Exceptions to the Rules
SIFT and SURF are covered by patents (or were, SIFT’s just expired this month) and not included in the pip package. That means you need to build OpenCV from scratch. Thus, on Desktop, those two operations were running code custom built for my architecture breaking the "average user" rule. Major issues were found on ARM architectures where there was no version of OpenCV 4 that could be easily installed and for BoofCV, the default JVM included lack optimizations for ARM making it run very slow!
The build settings for OpenCV on ARM are included below. An attempt was made to find the best settings and different websites had different recommendations. I picked one which explicitly enabled CPU specific optimizations.
cmake -D CMAKE_BUILD_TYPE=RELEASE -D CMAKE_INSTALL_PREFIX=/usr/local -D INSTALL_PYTHON_EXAMPLES=ON -D OPENCV_EXTRA_MODULES_PATH=~/opencv_contrib-4.0.1/modules -D ENABLE_NEON=ON -D ENABLE_VFPV3=ON -D WITH_FFMPEG=ON -D WITH_GSTREAMER=ON -D BUILD_EXAMPLES=ON -D OPENCV_ENABLE_NONFREE=ON ..
Instructions for installing the JVM used on ARM architectures:
jdk11.0.2-linux-arm32-vfp-hflt
While outside of the scope of this benchmark, building OpenCV on your specific architecture does provide significant performance boost for some operations. Gaussian blur ran about 2x faster on Desktop when custom built.
Results
Results are shown below for Intel Core i7, Odroid XU4, and Raspberry PI 3B+. Click on the arrow to change which results you are viewing.
OpenCV does very well in the Gaussian Blur test due to its hand crafted SIMD instructions being multi-threaded. For other low level SIMD friendly operations the speed difference isn't as great between Java and the C code (GCC does a better job optimizing for SIMD than JVM), so it tends to come down to threading performance. SURF doesn't lend itself towards SIMD optimization, meaning that the compiler is less important and algorithm more important. The main surprise is SIFT, which should have crushed BoofCV because the most computationally expensive part is applying Gaussian blur many times.
Results between architectures are more consistent than it was thought they would be. OpenCV on desktop used the generic version contained in pypy (except for SIFT and SURF) while OpenCV for ARM architectures had been custom built for each architecture.
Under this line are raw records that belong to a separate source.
PR #14896, opened 2026-09-03
chore(demo-playwright): drive mobile dropdown-hover e2e with touch

mdlufy:
The mobile dropdown-hover e2e tests emulate a phone through userAgent only, but the webkit project runs Desktop Safari with hasTouch:false, so they drive a touch-only component (the sheet) with a mouse. Playwright's click() moves the pointer first, that mouseover opens the sheet via tuiDropdownHover, and the sheet backdrop then intercepts the actual click, so the test times out on webkit.

On real touch devices there is no hover, so the component itself works fine. This is the test's input model, not a product bug. The fix stays in the test: enable hasTouch for the mobile block and drive it with tap() instead of click().

### DIFF
--- a/projects/demo-playwright/tests/kit/dropdown-hover/dropdown-hover.pw.spec.ts
+++ b/projects/demo-playwright/tests/kit/dropdown-hover/dropdown-hover.pw.spec.ts
@@ -53,7 +53,7 @@ test.describe('DropdownHover', () => {
             let example!: Locator;
             let po!: TuiDocumentationPagePO;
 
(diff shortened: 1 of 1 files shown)


mdlufy:
Superseded by #14892, which now bundles these test changes (hasTouch + tap) together with the two product fixes they depend on: the core mouse-only-open fix (mobile sheet no longer vanishes on webkit/firefox) and the finalize reopen fix. The mobile e2e only goes green with all three, so keeping them in one PR.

Winners and near ties are effectively the same. OpenCV's SIFT was unable to finish computing on ARM processors, threw out of memory error or just died. OpenCV's SIFT code has not been inspect to root cause this problem, but BoofCV's implementation was designed to recycle images as much as possible.
Conclusions
In this benchmark, BoofCV was the top performer in 6 out of 10, there was a tie in 2 operations, and OpenCV did best in 2 operations. This means on average BoofCV was the top overall performer. OpenCV typically does well in low level SIMD friendly operation (e.g. convolutions) due to superior optimization by GCC and in some cases, hand written SIMD instructions with concurrent code. Both OpenCV and BoofCV have spotty support for concurrency. In the case of Sobel, BoofCV now outperforms OpenCV, even though OpenCV has many advantages, due to BoofCV's implementation being concurrent. For high level algorithms, which are not dominated by SIMD friendly operations, BoofCV does very well and the likely explanation for better performance is more efficient algorithms.